Invoice Data Capture with AI: Rule-based versus cognitive field extraction

by Doug Keeley

In this article, we share some of our research and development efforts from our AI team at Ivalua.

The R&D team at Ivalua has been conducting various research efforts around AI. One to highlight includes, the analysis of documents with greater accuracy, by taking advantage of the new deep learning based methods and experimenting on new AI infrastructures. The first objective was to extract fields from structured documents, namely invoices.

As we humans know and expect most of the time, invoice documents have characteristics that other documents do not share. In most cases, the numeric information (numbers, prices, totals, quantities, …) are aligned in different varieties, that might be drawn with explicit lines or separators, or something has to be guessed by the alignment of the characters. This kind of inference makes the use of non-AI algorithms far from our common understanding of an invoice. Another characteristic of invoices is that some fields are required, such as the client, the supplier, the invoice number, the total amount… and they have a common position in the document: the layout possibility is limited and helps humans to easily understand invoices.

The purpose of Artificial Intelligence is to recreate the intuition of human intelligence when reading an invoice. This is different based on if global or local, and is being driven by the number of previously read invoices. For that purpose, we believe that deep learning methods will become particularly useful and common in this area.

The methods used can be the image of the document itself directly, or the characters extracted by an OCR algorithm. In one case, it is a computer vision problem, in the other case, a natural language processing problem. Both problems benefit today from deep learning advances when achieving state-of-the-art accuracy.
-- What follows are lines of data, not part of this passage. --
PR #101, opened 2016-11-12
Update ExampleProcessor.h

delcasso:
To fix error during running open-ephys

Loading Plugin: ExampleProcessor ... ../../Source/Processors/PluginManager/PluginManager.cpp:177: Failed to load plugin DLL: /home/username/plugin-GUI/Builds/Linux/build/plugins/ExampleProcessor.so: undefined symbol: _ZTV19ExampleProcessorEditor
 DLL Load FAILED

### DIFF
--- a/Source/Plugins/ExampleProcessor/ExampleProcessor.h
+++ b/Source/Plugins/ExampleProcessor/ExampleProcessor.h
@@ -50,7 +50,7 @@ public:
     ExampleProcessor();
 
     /** The class destructor, used to deallocate memory */
-    ~ExampleProcessor();
+    ~ExampleProcessor(){};
 
     /** Determines whether the processor is treated as a source. */
     bool isSource()


aacuevas:
If the error is with ExampleEditor wouldn't this patch need to be in ExampleEditor.h instead of ExampleProcessor.h? The ExampleProcessor destructor is already defined in ExampleProcessor.cpp, but the ExampleEditor isn't, which is the cause of the issue you describe.

In any case, it would be better to define the destructor (even an empty one) in the .cpp, same as we do with the processor. It's not too important, but helps avoiding possible rare issues.

delcasso:
Oh Yes !!

Sorry, the patch need to be in the ExampleEditor.

On xubuntu when I created a new plugin with an editor, i didn't show up 
in the gui because of this error.

Thanks Aaron.

Sebastien

PR #117, opened 2017-02-15
Fix eventData size limit of 255 bytes

mspacek:
This fixes an overflow that could be easily triggered by sending a long message via the message center (bottom bar in the GUI), resulting in only some fraction of the message being written to the messages file. Note that this triggers a recompile of a bunch of (presumably dependent) modules. Not sure if changing the data type of numBytes from uint8 to int has some other knock-on effects that I'm unaware of. Seems to work, so far.


aacuevas:
This is the kind of changes I need to triple-check to be sure it doesn't break something obscure, but thanks for the patch.

However, I won't be too worried about events right now. I've been working on a revamp of the channel and event systems which is almost ready to be merged into development.

PR #119, opened 2017-02-20
Fix backwards RISING and FALLING Edges enum in RecordControl

mspacek:
I copied the following line from `RecordControl.h` into my own plugin to detect rising and falling edges:
```
enum Edges { RISING = 0,  FALLING = 1 };
```
I thought the choice of values was a bit weird, but arbitrary, and as long as it works, it doesn't matter. However, after a bit of testing with TTL events (and saving entire TTL words to disk on bit change), I eventually found that the eventID of rising edge TTL events is actually 1, and of falling edge events is 0. So, the enum in RecordControl has it backwards. I couldn't find any other place in the code that treated the TTL eventIDs backwards this way, so hopefully it's the only place that got it wrong.

### DIFF
--- a/Source/Plugins/RecordControl/RecordControl.h
+++ b/Source/Plugins/RecordControl/RecordControl.h
@@ -53,7 +53,7 @@ public:
 private:
     int triggerChannel;
 
-    enum Edges { FALLING = 0, RISING = 1 };
+    enum Edges { RISING = 0, FALLING = 1 };
     enum Types { SET = 0, TOGGLE = 1};
 
     Edges triggerEdge;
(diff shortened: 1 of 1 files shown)


mspacek:
Note that this bug also exists in master.

aacuevas:
This is not much of a bug but perhaps more of a readability thing. We never check the eventID against that particular enum, there is a line with `int edge = triggerEdge == RISING ? 1 : 0;` to get the actual value that is checked against, so no matter the values of the enum, which was never intended to be used outside the RecordControl processor, the check is being done correctly.

In fact, inverting just this particular enum will cause the processor to run backwards, since the ComboBox selector still sends a "0" for rising and a "1" for falling edge to the processor (this is related to the way comboboxes work and how we pass parameters from the editor to the processor, having "rising" as the first option in the selectos does usually have more sense).

mspacek:
Ah, I guess I went looking through the code to figure out what eventID meant for a TTL event, found this, and misinterpreted it. Oops!

PR #120, opened 2017-02-20
Update setup.sh to use new Makefile

FlorianFranzen:
These two simple patches are for the linux setup.sh script:
- Link the correct binary to ```/usr/bin``` 
- Use new ```Makefile.plugins``` to build plugins as described in the wiki


aacuevas:
Well, the .so thing in the open-ephys binary file is a bug somewhere in the jucer options, it should be "open-ephys" withouyt any extension. I'll check that out before merging this.

PR #262, opened 2018-10-03
Fix bug where splitters don't always update their editors correctly

ethanbb:
Currently, there's a bug where sometimes a splitter editor will have the wrong branch selected until you manually switch it to the other branch and back and it gets in sync with the visible destination processor(s). As far as I can tell, this happens sometimes when loading a signal chain, and when selecting a processor on the processor graph that requires a switch in a splitter that comes before it in the chain in order to become visible. This can be particularly annoying when you have a chain with multiple splitters that you're loading often.

The problem seems to occur when calling `updateVisibleEditors` with action ACTIVATE or UPDATE. In these calls, `Splitter::setPathToProcessor` is used to switch splitters in step 4 if necessary, but this function doesn't actually update the editor, just the splitter's `activePath` and `destNode`. I didn't want to modify this function because it's also used in `ProcessorGraph::updateConnections`, where I'm guessing we might not want to change any of the editors. Instead, I used what's shown here as a workaround. It's pretty indirect though, and it would be good to do a more through refactoring of `Splitter` and `SplitterEditor` since there are a lot of mysterious differences between functions that sound like they should do the same thing.

Also includes some minor cleanup of `Splitter` and `SplitterEditor`.

### DIFF
--- a/Source/Processors/Splitter/Splitter.h
+++ b/Source/Processors/Splitter/Splitter.h
@@ -55,16 +55,17 @@ public:
     /** Nothing happens here, because Splitters are not part of the ProcessorGraph. */
     void process(AudioSampleBuffer& buffer) override {}
 
-    bool isSplitter()
+    bool isSplitter() const override
     {
         return true;
     }
 
-    void switchIO(int);
-    void switchIO();
-    void setSplitterDestNode(GenericProcessor* dn);
+    void switchIO(int) override;
+    void switchIO() override;
+    
+    void setSplitterDestNode(GenericProcessor* dn) override;
 
-    void setPathToProcessor(GenericProcessor* processor);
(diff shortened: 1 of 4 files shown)


aacuevas:
Hi,

We are currently working on revamping the signal chain. That includes splitters and mergers, which will be almost rewritten from scratch, so I'm not sure if we should merge changes to them at this stage, since we intend for the changes to be included for the next release.

Details about that are in #266 which I should had written some time ago to avoid situations like this. sorry about that.

ethanbb:
Yeah, that's OK. I mean I guess it was a bit of a waste of time, but looking through the Splitter and Merger code, as I said I saw there was a lot of inconsistency and it makes sense that you would be rewriting them. So I'm glad that's happening!

Issue #264, opened 2018-10-08
Upgrade ZeroMQ version for Windows


ethanbb:
Hi maintainers,

Using a chain with the Event Broadcaster on Windows, it's been a common occurrence that almost every time we close the program, there's a crash (unhandled exception). After ignoring it for a long time, I finally tracked down the ZMQ debug symbols and looked into it. It turns out that it is a bug with version 4.0.4 of ZMQ that happens only when using it in a DLL, as described here: https://github.com/zeromq/libzmq/issues/1144. It was fixed in version 4.2.0.

Therefore, I suggest we should upgrade the included Windows ZeroMQ library to the current stable release, 4.2.5. I can test it out for a while if needed.

Thanks!

ethanbb:
Actually never mind, the version of the issue we're having still isn't fixed in ZeroMQ, as noted here: https://github.com/zeromq/libzmq/issues/1708. It seems the real solution is to just make sure the ZMQ context is destroyed before the DLL gets unloaded. The easiest way is probably to just have one context per instance of the plugin, rather than making the context static as it is now.

PR #265, opened 2018-10-08
Improve Event Broadcaster robustness and feedback on error

ethanbb:
This incorporates a few changes to try to make the Event Broadcaster more predictable and less frustrating to use:

* Previously, the socket would silently fail to bind to the port every other time you clicked "Restart connection" (at least on my machine), due to the old socket not actually closing and freeing the port immediately. This also caused race conditions when loading a signal chain. The issue is discussed here (for the Node.js version): https://github.com/JustinTulloss/zeromq.node/issues/214. To solve, as suggested there, I added a call to `zmq_unbind` which frees the port immediately. The old socket then only gets closed if the new one is bound successfully; otherwise, it gets rebound to the original port.

* When loading a signal chain, previously the editor would not be updated to show the loaded port. Fixed this by adding a method in the editor to update the displayed port and calling this whenever the port is set.

* If 5557 was already in use, a new Event Broadcaster would default to port 0 (invalid), which is not ideal. Instead, changed the constructor to keep looking for a free port if it receives the `EADDRINUSE` error from `setListeningPort`.

* Made the editor report errors in the status bar if they occur when changing the port or restarting the connection.

I briefly looked at the Network Events plugin as well, but it looks like the code there is substantially different even though the editor's appearance is similar to Event Broadcaster. So I didn't want to get involved with that too given that this is already a medium-sized PR.

### DIFF
--- a/Source/Plugins/EventBroadcaster/EventBroadcaster.cpp
+++ b/Source/Plugins/EventBroadcaster/EventBroadcaster.cpp
@@ -22,6 +22,29 @@ std::shared_ptr<void> EventBroadcaster::getZMQContext() {
     return ctx;
 }
 
+int EventBroadcaster::unbindZMQSocket()
+{
+#ifdef ZEROMQ
+    void* socket = zmqSocket.get();
+    if (socket != nullptr && listeningPort != 0)
+    {
+        return zmq_unbind(socket, getEndpoint(listeningPort).toRawUTF8());
+    }
+#endif
+    return 0;
+}
+
+int EventBroadcaster::rebindZMQSocket()
+{
+#ifdef ZEROMQ
+    void* socket = zmqSocket.get();
+    if (socket != nullptr && listeningPort != 0)
+    {
+        return zmq_bind(socket, getEndpoint(listeningPort).toRawUTF8());
+    }
+#endif
+    return 0;
+}
 
 void EventBroadcaster::closeZMQSocket(void* socket)
 {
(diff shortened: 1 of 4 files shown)


aacuevas:
I was just writing about that.
Adding a reference count is what I was thinking about #264 so perfect.

Thanks!

Source/Plugins/EventBroadcaster/EventBroadcaster.cpp
```diff
@@ -11,17 +11,85 @@
...
+}
+
+// ZMQContext is a ReferenceCountedObject with a pointer in each instance's 
+// socket pointer, so this only happens when the last instance is destroyed.
+EventBroadcaster::ZMQContext::~ZMQContext()
+{
+    ScopedLock lock(sharedContextLock);
+    sharedContext = nullptr;
+#ifdef ZEROMQ
+    zmq_ctx_destroy(context);
```
ethanbb: Maybe would be better to release the lock before calling this (by putting the 2 lines above in their own block). Theoretically all the sockets *should* be gone if this is being called, but it doesn't hurt and since this call blocks if there are still any alive sockets, there could be some potential for a deadlock.

Source/Plugins/EventBroadcaster/EventBroadcaster.cpp
```diff
@@ -11,17 +11,85 @@
...
+#endif
+}
+
+void* EventBroadcaster::ZMQContext::createZMQSocket()
+{
+#ifdef ZEROMQ
+    jassert(context != nullptr);
+    return zmq_socket(context, ZMQ_PUB);
+#endif
```
ethanbb: Realized soon after the last commit that there should be a return statement for the case that ZEROMQ isn't defined (would just return `nullptr`). I have a feeling this would produce at least a warning on Linux.

PR #263, opened 2018-10-08
Compatibility for Visual Studio 2017

melodieborel:
Adds a folder for Visual studio 2017 in 'builts' ; updates the .gitignore accordingly ; and modifies the .vcxproj (<WindowsTargetPlatformVersion>10.0.17134.0</WindowsTargetPlatformVersion>  added to the <PropertyGroup Label="Globals"> ) and all v120 changed for v141

PR #270, opened 2018-11-15
Additional changes for VS2017 compatibility

ethanbb:
This includes the changes in #263 - I tried to make a PR directly to @melodieborel's fork, but it wouldn't let me for some reason. Anyway, here are the additional changes I made:

* Added missing PulsePalOutputCanvas cpp file to project
* Added `.vs` local settings folders (new in 2017) for both solutions to `.gitignore`
* Got rid of the `std::tr1` stuff in both instances of the DSP library. It's deprecated and was causing errors when compiling, and it looks like it was only used in one block of code in the library which was already disabled using an `#ifdef 0`.

Now all 4 configurations compile and seem to work fine for me (on Windows 7). Anybody else want to test it out?


aacuevas:
Merging this is actually far from trivial.
The main issue is that, plugins aside, core GUI build files are not created manually but automatically through projucer, which handles stuff like adding or removing files from the project or the version number.

Thus, a manually created VS2017 project could not properly work the next time we update settings through projucer.

Maybe updating projucer to a newer version that supports VS1027 could solve the issue for the core GUI (the plugin projects in this request would also be needed and much appreciated) but that could come with its own share of issues.

ethanbb:
@aacuevas:

OK, I see your point. Since developing plugins doesn't involve using the Projucer at all, I didn't realize the main app depended on it and was thinking that what it does is simple enough that we could effectively "eject" from the Projucer system and just do everything manually. But it's probably better to keep that framework and maintain the ability to update the Juce version, for instance, and take advantage of current/future improvements to the Juce library.

So to move to VS2017 properly, we'd have to upgrade to Juce 5. As a major version change, I'm sure that would require some fiddling to get it to work properly (and ideally remove things that are deprecated). ROLI also made some questionable changes to the licensing and privacy policy in the new version, and while after some digging it looks like it shouldn't ultimately affect projects that use the GPL, maybe still worth some discussion. Finally this is all probably lower priority than the architectural changes that are underway with Open Ephys itself (signal chain, etc.), so maybe this should wait until that's finished.

All that being said, I think we should eventually have a discussion on a separate issue about upgrading to Juce 5.

jsiegle:
Updating to Juce 5 will likely be the first assignment for the new engineers we're about to hire at the Allen Institute. At that point, we'll be able to add VS2017 compatibility. I agree that the new license is not entirely straightforward, but it doesn't seem like it will affect our use of the library.

ethanbb:
Going to close this since it's out of date. However, it should be possible to update to VS2017 (or 2019!) now that we're using CMake instead of the Projucer, and the changes listed here may still be useful to reference when doing so.

PR #276, opened 2018-12-13
Clean up and improve Network Events

### LINKED ISSUE #174: Network Events causes crashes when restarting connection
Clicking the [restarting connection] button in the Network Events plugin can sometimes cause crashes for the GUI application on the Testing branch. There are 3 behavior's that I've observed so far:

Very rarely, clicking Restart Connection soon after adding the plugin can cause an application crash.
Much more often, clicking Restart Connection more than once (either in rapid succession or with a several second delay) can cause the application to hang.
Sometimes, if the Restart Connection button is clicked and the application survives without crashing, deleting the Network Events plugin can cause a crash.

This sounds like an exception or error from attempting to bind/connect to an unavailable socket.

ethanbb:
I started out just wanting to fix the port on the editor not updating when loading a signal chain. I found some more issues with the plugin though, so I decided to try fixing them. Sorry for the huge diffs... However, I think you'll find it resolves most of the instability issues that Network Events has suffered from. Also fixes #174.

Overview of changes:

* Uses RAII wrappers for the context and socket to avoid leaking memory. In particular, similar to the latest Event Broadcaster, the context is shared between instances via a raw pointer but "owned" jointly by all sockets using reference-counted pointers, so that it is destroyed after all instances of the plugin are destroyed. This avoids a crash with ZeroMQ on Windows that happens when a context is destroyed during unloading of a DLL.

* Avoids destroying the sockets in the main thread (or interacting with them at all except for creating them and passing them to the thread using a lock). ZMQ sockets are not thread-safe, and the call to `zmq_close` on restart, port change, and shutdown was causing some crashes - possibly the cause of #174.

* Doesn't block forever on `zmq_recv`; instead has a timeout of 100 ms. This means possibly some added latency while the thread checks whether it should exit, change port or restart between calls, but these checks should be extremely fast, and the upside is that we don't need to destroy the context each time we need to take one of these actions. The context  should typically persist for the lifetime of the program, and creating a new one has a high overhead. As a consequence:

    * When you have two instances of the plugin and then one is deleted, no longer gets into the unfortunate state where the context has been destroyed and there's no way to make a new one for the remaining instance to use. 

* Updates the port label to always show:
   * The actual bound port if connected
   * The string `<no cxn>` if not connected
   * The string `<no zeromq>` if it was not compiled with ZeroMQ

* Allows inputting a "*" as the port to use any available port. The label then updates to show what port was actually selected. 

* If a port change fails and a socket was connected on the previous port, keeps using that port and socket.

* Sends the status message when receiving an event from the thread rather than the process function, so that it shows up even if acquisition isn't running.

* Simplifies `StringTS` significantly - it doesn't really need to be more complicated than a `String` coupled with a timestamp. In fact, we could use `std::pair` instead, but having names for the members is nice.

* Deletes the code related to simulations, since it seemed to be unused. This is all in the last commit since I wasn't sure if it might still be used at some point (maybe for debugging?), so that can be reverted if necessary.

I realize this might take a while to look through, but I hope you get around to it at some point.

### DIFF
--- a/Source/Plugins/NetworkEvents/NetworkEvents.cpp
+++ b/Source/Plugins/NetworkEvents/NetworkEvents.cpp
@@ -35,67 +35,6 @@ const int MAX_MESSAGE_LENGTH = 64000;
     #include <unistd.h>
 #endif
 
-
-StringTS::StringTS()
-    : timestamp(0)
-{}
-
-
-StringTS::StringTS(String S, int64 ts_software)
-    : str(S)
-    , timestamp(ts_software)
-{}
-
-
-StringTS::StringTS(MidiMessage& event)
-    : timestamp(EventBase::getTimestamp(event))
-{
-    if (Event::getEventType(event) != EventChannel::EventChannelTypes::TEXT)
-    {
-        return; // only handles text events
-    }
-
-    const uint8* dataptr = event.getRawData();
-    // relying on null terminator to get end of string...
-    str = String::fromUTF8(reinterpret_cast<const char*>(dataptr + EVENT_BASE_SIZE));
-}
-
-
-std::vector<String> StringTS::splitString (char sep) const
-{
-    String curr;
-
-    std::list<String> ls;
-    for (int k = 0; k < str.length(); ++k)
-    {
-        if (str[k] != sep)
-        {
-            curr+=str[k];
-        }
-        else
-        {
-            ls.push_back (curr);
-            while (str[k] == sep && k < str.length())
-                ++k;
-
-            curr = "";
-            if (str[k] != sep && k < str.length())
-                curr += str[k];
-        }
-    }
-    if (str.length() > 0)
-    {
-        if (str[str.length() - 1] != sep)
-            ls.push_back (curr);
-    }
-
-    std::vector<String> Svec (ls.begin(), ls.end());
-    return Svec;
-}
-
-
-/*********************************************/
-
 NetworkEvents::NetworkEvents()
     : GenericProcessor  ("Network Events")
     , Thread            ("NetworkThread")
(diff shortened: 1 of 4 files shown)


Source/Plugins/NetworkEvents/NetworkEvents.cpp
```diff
@@ -35,200 +35,75 @@ const int MAX_MESSAGE_LENGTH = 64000;
...
-    // first, close existing thread.
-    closesocket();
-
-    // allow some time for thread to quit
-#ifdef WIN32
-    Sleep (300);
-#else
-    usleep (300 * 1000);
-#endif
+    ScopedPointer<Responder> newResponder = Responder::makeResponder(port);
```
ethanbb: We could make the socket within the thread instead (discarding it without destroying the old one if it fails), and just set urlport here (which we could make atomic) to indicate a port change. Then we wouldn't need `nextResponder` or the lock. I did it this way so that the caller would immediately know whether the change was successful, but that's actually not a big deal since the thread can just update the port on the editor if the switch fails.

Source/Plugins/NetworkEvents/NetworkEvents.cpp
```diff
@@ -35,200 +35,75 @@ const int MAX_MESSAGE_LENGTH = 64000;
...
 {
     setProcessorType (PROCESSOR_TYPE_SOURCE);
 
-    createZmqContext();
-
-    firstTime = true;
-    responder = nullptr;
-    urlport = 5556;
-    threadRunning = false;
+    if (!setNewListeningPort(5556))
```
ethanbb: If we changed `setNewListeningPort` to not create the socket and return feedback right away, we couldn't do this, so maybe it would be better to just choose the port automatically by inputting 0. Of course loading a signal chain would still switch the port to the saved value, if possible.

Source/Plugins/NetworkEvents/NetworkEvents.cpp
```diff
@@ -535,89 +247,100 @@ void NetworkEvents::process (AudioSampleBuffer& buffer)
...
-        // failed to open socket?
-        std::cout << "Failed to open socket: " << zmq_strerror (zmq_errno()) << std::endl;
-        return;
-    }
-
-    threadRunning = true;
-    unsigned char* buffer = new unsigned char[MAX_MESSAGE_LENGTH];
-    int result = -1;
+    ScopedPointer<Responder> responder;
+    char buffer[MAX_MESSAGE_LENGTH];
```
ethanbb: This should probably be a `HeapBlock` rather than an array on the stack, actually. I was thinking I could use a plain array since the size never changes, but I wasn't considering the general rule that large arrays should be on the heap.

ethanbb:
I'm going to go ahead and make another commit with these changes, unless anyone disagrees or wants to discuss them further.

jsiegle:
Works beautifully, thanks again for this!

ethanbb:
You're welcome! I'm glad you didn't have any issues with it.

PR #281, opened 2019-01-02
Event Broadcaster socket reorganization

ethanbb:
This changes the socket in Event Broadcaster from being a derived class of `std::unique_ptr` (something I did before that was weird) to a plain object that does cleanup in its destructor and is held in a `ScopedPointer`. This is more like Network Events and generally more in line with the style of the rest of the codebase. Also changes most actions involving the socket to be methods of the socket object, which I think is cleaner and is also similar to Network Events.

(Sorry to keep revisiting the ZeroMQ plugins...at this point I'm just trying to organize some changes I made a while ago into reasonable-sized PRs.)


aacuevas:
Weirdly enough, this pull request conflicts with your precious one ( #278 ). Could you please solve the conflict? Thanks!

PR #282, opened 2019-01-07
Fix ports sometimes not being unbound in time when loading a signal chain

ethanbb:
This fixes the following bug: 
* You have a signal chain open with one or more Network Events or Event Broadcasters
* You try to load a new signal chain that has one or more Network Events* or Event Broadcasters bound to the same ports as plugins in the previous chain
* Those plugins in the new chain are unable to bind to the correct ports, even though they don't conflict with other plugins in the new chain.

\* I thought I had observed this happening with Network Events previously, but currently it seems to only affect Event Broadcasters.

This means loading a signal chain is sometimes not an idempotent operation (doing it multiple times does not produce the same result every time), which could be confusing.

The reason this happens is obscure. The ports that were bound in the old chain should be available again as soon as the old sockets are unbound, which happens as each processor is destroyed. Each processor is removed from the `ProcessorGraph` strictly before the new ones are created when loading a new signal chain. However, the `removeNode` function in `AudioProcessorGraph` does not necessarily destroy  the processor immediately; it asynchronously calls the function `buildRenderingSequence`, and only once this function returns are all the references to the reference-counted `Node` object that owns the processor instance deleted.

At first, we experimented with computer vision. However, document image analysis suffers from the lack of research in the domain: most state-of-the-art computer vision deep learning networks and architectures have been developed for use with natural images. In order to achieve a better analysis, we started with the first neural networks invented by LeCun on the digits dataset, where the problem was to identify the digit number. We extended the number of classes to cover all characters in the alphabet (not only the digits) and adopted the classical object detection frameworks to train the model to “ocrize” the document. It was quite easy to get some training data to train the networks in their framework since any OCR can be used to create the data from any document. Here is the result we got:

These results gave us the first root network layers to build our complete document invoice neural networks. Here again, multiple frameworks are possible to understand an invoice and we choose the segmentation frameworks for which each pixel of the invoice document has to be classified into one class or label. Such a segmentation of the document is very useful to help us extract field values from the invoice with more confidence.

The classes to segment correspond to commonly found data in an invoice:

The creation of the dataset required the help of extra resources to annotate our invoice documents with the right classes. We also had to define annotation rules and definitions. For example, we considered  the area where the total information is as the table footer, and this footer can be detached from the item table in many cases. We put all the invoice data such as invoice number, date, due date, … that does not correspond to a customer, a supplier, or a table, under the label ‘invoice’.

After all this was set, we trained our models and got the following results on validation data:

What is shown here is the segmentation map predicted by the system. It shows where the different classes of information are the most probably located. For example you can clearly see the customer information in light green on upper right and the table footer class detected on the bottom right of the invoice, in brown.

Experiments show that traditional deep learning networks for computer vision are not that efficient on images of invoices, however the networks we developed at Ivalua perform better by a significant margin.

Our research and development works will be brought back together into the product development roadmap to build new functionality and more reliable features on invoice documents in the next releases. As a result, customers can expect better automatic invoice reading, automatic supplier data update and error control.